My latest successful piece, “Lessons learned from nearly twenty years at Apple,” even brought referrals from a Greek blog and ended up attracting enough attention that Wired Magazine’s “Cult of the Mac Blog,” did a profile with a picture of me. All of that happened in less than twenty-four hours. Four days later there were still over six thousand people a day reading my posts.
Not only is the success sometimes instant, but the feedback can also be quick with direct comments from all over the world. The blogging service that I use, Typepad, lets me see what sites are referring others to my site. Visiting them to see what they have had to say about what I have written is an interesting way of getting feedback. Seeing how others use your words is often just as enlightening as the comments left on my own site.
Actually many of my readers come to me from Google searches. Thinking of Google brings me to why I believe writing about my interests is of value in a world where millions of others are doing the same thing.
It’s not that most of us new online writers are bringing particularly brilliant commentary to the web on critical issues. More likely than not, we are providing a more personal look at many very ordinary things. In a larger sense what we are doing is filling in the web of local connections that have somehow been broken by the modern world.
We have become such a mobile and wired society that the default source of information is the web and Google, not your neighbor. Google by indexing content like mine is providing very important glue for our increasingly impersonal and fractured world.
I have had people moving to the areas that I call home write me and offer thanks for all the local information that I provide. We have called some restaurants that I have reviewed to be told that we can have our choice of reservations since my posts have sent them so many customers. There are dangers. Once a host at a restaurant recognized me and brought me a free deep fried Oreo for dessert. I would have rather passed on that.
The interaction with small businesses and local people brings a degree of responsibility with it. I try really hard to be right about what I say so that I do not become just another local booster who can see no wrong.

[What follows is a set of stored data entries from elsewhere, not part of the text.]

PR #1392, opened 2023-10-10
make labelledBy prop optional for Main component and remove redundant type

hekystyle:
### What does it do?

1. makes `labelledBy` optional because there is default value assignment inside component. I used `| undefined` by design so it's compatible with https://www.typescriptlang.org/tsconfig#exactOptionalPropertyTypes.
2. removed `string` type because it's already part of `React.ReactNode` type

### Why is it needed?

Better developer experience.


joshuaellis (approved):
thanks for the contribution! ⭐

PR #13538, opened 2026-03-19
feat(jans-cedarling): Remove authorization method based on user principals

haileyesus2433:
### Prepare

- [x] Read [PR guidelines](https://github.com/JanssenProject/jans/blob/main/docs/CONTRIBUTING.md#prs)
- [x] Read [license information](https://github.com/JanssenProject/jans/blob/main/LICENSE)

-------------------

#### Target issue
  
  
  
  
closes #13381

#### Implementation Details
  

-------------------
### Test and Document the changes
- [x] Static code analysis has been run locally and issues have been fixed
- [x] Relevant unit and integration tests have been added/updated
- [x] Relevant documentation has been updated if any (i.e. user guides, installation and configuration guides, technical design docs etc)

Please check the below before submitting your PR. The PR will not be merged if there are no commits that start with `docs:` to indicate documentation changes or if the below checklist is not selected.
- [x] **I confirm that there is no impact on the docs due to the code changes in this PR.**

PR #13542, opened 2026-03-20
feat(jans-cedarling): add  C bindings support

### LINKED ISSUE #11754: feat(jans-cedarling): Add C Bindings Support
The cedarling currently can’t be used directly from C. Developers who use C can’t easily access the functionalities provided.

Provide C bindings by exposing a C-compatible API.

N/A

**Additional context**
N/A

haileyesus2433:
### Prepare

-------------------

#### Target issue
  
  
  
  
closes #11754

#### Implementation Details
  

-------------------

## Summary by CodeRabbit

* **New Features**
  * C bindings packaged as shared/static libraries exposing init, instance lifecycle, authorization (unsigned & multi‑issuer), context data API, logging, trusted‑issuer inspection, error/ memory helpers, and example programs.

* **Documentation**
  * New C getting‑started tutorial, integrated C snippets in the main guide, and a dedicated C bindings README.

* **Tests**
  * End‑to‑end C test suite, example Makefiles, and runnable C examples.

* **Chores**
  * CI updated to add C test job and minor CI formatting fix.


mo-auto:

|---|---|---|---|---|---|---|
| :white_check_mark: | Open Source Security| 0 | 0 | 0 | 0 | [ 0 issues](https://app.snyk.io/org/janssenproject/pr-checks/6103c486-8eed-4220-82bf-0e357cd26fe1?refs=c7910e66ef5deffcb39c89050c982891f9f6c5cb&source=prChecksComment) |

haileyesus2433:
the failing C tests will be resolved once https://github.com/JanssenProject/jans/pull/13538 is merged its currently blocked by that

tareknaser:
@haileyesus2433  
I have some review comments for this PR. I’m finalizing a few more and will submit my review in the next couple of days

jans-cedarling/bindings/cedarling_c/tests/test_cedarling.c
```diff
@@ -0,0 +1,499 @@
...
+        printf(" Authorization result: %.200s...\n", result_str);
+        
+        // Verify the response structure contains expected fields
+        // Note: The overall decision depends on principal_bool_operator config (not exposed to C)
+        // Default operator requires Jans::Workload AND Jans::User, so decision will be false
+        // when using TestPrincipal1. We verify the individual principal got "allow".
+        TEST_ASSERT(strstr(result_str, "\"decision\":\"allow\"") != NULL,
+                   "Individual principal decision should be allow");
+        TEST_ASSERT(strstr(result_str, "principals") != NULL,
+                   "Response should contain principals field");
```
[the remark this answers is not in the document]
haileyesus2433: Addressed in commits https://github.com/JanssenProject/jans/commit/0f1a2e42437bdf2647822c9987c4abd95e443d9e to https://github.com/JanssenProject/jans/commit/28d3367625c4a5397e6c364c4f284c8645a1b1c8

jans-cedarling/bindings/cedarling_c/examples/makefile
```diff
@@ -0,0 +1,51 @@
...
+INCLUDES = -I../include
+
+# Detect OS for library linking
+UNAME_S := $(shell uname -s)
+ifeq ($(UNAME_S),Linux)
+    LDFLAGS += -ldl -lpthread -lm
+endif
+ifeq ($(UNAME_S),Darwin)
+    LDFLAGS += -ldl -lpthread -lm
+endif
```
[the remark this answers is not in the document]
haileyesus2433: Addressed in commits https://github.com/JanssenProject/jans/commit/0f1a2e42437bdf2647822c9987c4abd95e443d9e to https://github.com/JanssenProject/jans/commit/28d3367625c4a5397e6c364c4f284c8645a1b1c8

.github/workflows/test-cedarling.yml
```diff
@@ -228,4 +228,37 @@ jobs:
...
+      run: |
+        cargo build --release -p cedarling_c
+        test -f target/include/cedarling_c.h || (echo "header missing" && exit 1)
+    - name: Build and run C tests
+      working-directory: jans-cedarling/bindings/cedarling_c
+      run: |
+        export LD_LIBRARY_PATH="../../target/release:${LD_LIBRARY_PATH}"
+        cd tests
+        make
+        ./test_cedarling
```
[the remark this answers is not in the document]
haileyesus2433: this is fine since the test is working and passing in the [CI](https://github.com/JanssenProject/jans/actions/runs/23653215151/job/68904755542)

docs/cedarling/tutorials/c.md
```diff
@@ -0,0 +1,536 @@
...
+
+    ```sh
+    cbindgen --crate cedarling_c --output target/include/cedarling_c.h
+    ```
+
+5. Copy the built artifacts to your project:
+
+    - **Linux**: `cp target/release/libcedarling_c.so .`
+    - **macOS**: `cp target/release/libcedarling_c.dylib .`
+    - **Windows**: `cp target/release/cedarling_c.dll .` and `cp target/release/cedarling_c.dll.lib cedarling_c.lib`
```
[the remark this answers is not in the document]
haileyesus2433: this is fine

jans-cedarling/bindings/cedarling_c/src/types.rs
```diff
@@ -0,0 +1,214 @@
...
+                        count: 0,
+                    };
+                },
+            };
+        }
+        let items_ptr = c_strings.as_mut_ptr();
+        std::mem::forget(c_strings); // Prevent Deallocation
+        Self {
+            items: items_ptr,
+            count: strings.len(),
```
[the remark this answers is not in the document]
haileyesus2433: this is fine

jans-cedarling/bindings/cedarling_c/src/lib.rs
```diff
@@ -0,0 +1,667 @@
...
+        return CedarlingErrorCode::InvalidArgument as c_int;
+    }
+
+    let logs = pop_logs(instance_id);
+
+    unsafe { *result = logs };
+    if !get_last_error().is_null() {
+        return CedarlingErrorCode::InstanceNotFound as c_int;
+    }
+    CedarlingErrorCode::Success as c_int
```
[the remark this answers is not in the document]
haileyesus2433: Addressed in commit https://github.com/JanssenProject/jans/commit/07d0944e8819fbb44fb5e8587d70b80371740c03

jans-cedarling/bindings/cedarling_c/src/c_interface.rs
```diff
@@ -0,0 +1,889 @@
...
+        Err(e) => {
+            let error_msg = format!("Failed to create Cedarling instance: {}", e);
+            set_last_error(&error_msg);
+
+            return CedarlingInstanceResult::error(CedarlingErrorCode::Internal, &error_msg);
+        },
+    };
+
+    let instance_id = runtime.add_instance(instance);
+    CedarlingInstanceResult::success(instance_id)
```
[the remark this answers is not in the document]
haileyesus2433: Addressed in commit https://github.com/JanssenProject/jans/commit/07d0944e8819fbb44fb5e8587d70b80371740c03

jans-cedarling/bindings/cedarling_c/src/lib.rs
```diff
@@ -0,0 +1,720 @@
...
+#[unsafe(no_mangle)]
+pub unsafe extern "C" fn cedarling_new(
+    config_json: *const c_char,
+    result: *mut CedarlingInstanceResult,
+) -> c_int {
+    clear_last_error();
+    if config_json.is_null() || result.is_null() {
+        set_last_error("null config_json or result pointer");
+        return CedarlingErrorCode::InvalidArgument as c_int;
+    }
```
tareknaser: This combined null check returns early without populating `*result`. If only `config_json` is null but `result` is a valid pointer, the result struct stays uninitialized. A C caller doing `cedarling_free_instance_result(&result)` after this would try to free garbage pointers.

I wrote a test to verify this: basically if you do `memset(&result, 0, sizeof(result))` then `cedarling_new(NULL, &result)` returns error code 1 but `result.ERROR_CODE` stays 0 (never set)

The same pattern is there for `cedarling_authorize_unsigned`, `cedarling_authorize_multi_issuer`, `cedarling_get_log_by_id`, `cedarling_get_logs_by_tag`, `cedarling_get_logs_by_request_id`, `cedarling_get_logs_by_request_id_and_tag`, `cedarling_context_push`, `cedarling_context_get`, `cedarling_context_remove`.

jans-cedarling/bindings/cedarling_c/src/c_interface.rs
```diff
@@ -0,0 +1,983 @@
...
+        Ok(instance) => instance,
+        Err(e) => {
+            let error_msg = format!("Failed to create Cedarling instance: {}", e);
+            set_last_error(&error_msg);
+
+            return CedarlingInstanceResult::error(CedarlingErrorCode::Internal, &error_msg);
+        },
+    };
+
+    let instance_id = runtime.add_instance(instance);
```
tareknaser: `add_instance` returns 0 when the mutex lock fails. `create_instance` checks for this and returns an error (See below). `create_instance_with_env` skips that check and returns `CedarlingInstanceResult::success(0)`. The caller thinks creation succeeded but every call after this one with ID 0 will fail with "instance not found."

```rust
let instance_id = runtime.add_instance(instance);
if instance_id == 0 {
    return CedarlingInstanceResult::error(
        CedarlingErrorCode::Internal,
        "Internal lock failure while adding instance",
    );
}
```

jans-cedarling/bindings/cedarling_c/src/lib.rs
```diff
@@ -0,0 +1,720 @@
...
+        clear_last_error();
+        set_last_error("null result pointer");
+        return CedarlingErrorCode::InvalidArgument as c_int;
+    }
+
+    let logs = pop_logs(instance_id);
+
+    unsafe { *result = logs };
+    if !get_last_error().is_null() {
+        return CedarlingErrorCode::InstanceNotFound as c_int;
```
tareknaser: `get_last_error()` can be not null for multiple reasons: instance not found, interior NUL byte in a log string, mutex lock failure. The caller always gets error code 2 (`INSTANCE_NOT_FOUND`) no matter what actually went wrong.

The internal functions already set a specific error. We need to propagate the actual error code instead of hardcoding it.

jans-cedarling/bindings/cedarling_c/src/lib.rs
```diff
@@ -0,0 +1,720 @@
...
+#[unsafe(no_mangle)]
+pub extern "C" fn cedarling_init() -> c_int {
+    // Initialize any global state if needed
+    0 // Success
+}
+/// # Safety
+/// Create a new Cedarling instance
+///
+#[unsafe(no_mangle)]
+pub unsafe extern "C" fn cedarling_new(
```
tareknaser, line 79: There are no direct panic sources like `.expect()` and `.lock().unwrap()` which is good (I had a pending comment about this but it was fixed yesterday) but panics from deeper in cedarling core library or from allocation failures can still propagate across the FFI boundary. This is UB.

I suggest adding an `ffi_guard!` macro (similar to what rustls-ffi does) that wraps every `extern "C"` function body in `catch_unwind`.

jans-cedarling/bindings/cedarling_c/src/c_interface.rs
```diff
@@ -0,0 +1,983 @@
...
+        Err(code) => {
+            return CedarlingResult::error(code, "Internal lock failure");
+        },
+    };
+
+    let log = instance.get_log_by_id(log_id);
+
+    let log_string = log.iter().map(|l| l.to_string()).collect::<String>();
+
+    CedarlingResult::success(log_string)
```
tareknaser: When `get_log_by_id` returns `None`, this produces an empty string and returns success. This basically means that the caller can't tell "not found" from "empty."

> `None.iter()` yields zero elements, `collect::<String()` returns `""` and `CedarlingResult::success("")` returns error code 0 with a valid but empty DATA pointer.

We can update this to return an error with `InstanceNotFound` or `KeyNotFound` when the log is `None`.

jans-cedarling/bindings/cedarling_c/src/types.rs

After all my credibility is at stake. I have found it is better to say nothing at all, than write a post that will not stand the test of time.
My free writing has given me a new identity along with lots of new friends, who live in places around the world that I will likely never visit except through their written words.
Now that my Fortune 500 business card is gone, it is also nice to have an identity on which to fall back. The good thing is that my web presence is really me, and not just an adjunct to a carefully controlled corporate image. I am up there on the web for everyone to see and to try to pick apart if they so choose.
Just surviving that trial by fire has made me a better writer, hopefully a stronger person, and something of an authority in my chosen areas. If you type a Google search for "Beaufort, NC Travel Guide," you might see that one or more of my sites is top ranked. My Swansboro Travel Guide post has also done well. If enough of you do a search on “Dippy Egg" and click on my link, Google just might move me ahead of Wikipedia to the number one spot. I don’t suppose anyone is interested in my article on “The Menhaden saga and limits to growth?” It’s nice being the authority on something even if it is somewhat obscure.
Many of the writers we read nowadays had been writing for free and this is something common.Nowadays it's not like that but in the past people hadn't expected to be paid for what they had written.
Posted by: Cara Fletcher | August 02, 2007 at 05:30 PM
I think that when you are writing for money you get less pleasure form your work than when you are wring for free. Well, maybe not everybody will agree with me, but this is my opinion and I'll never get money for my wring.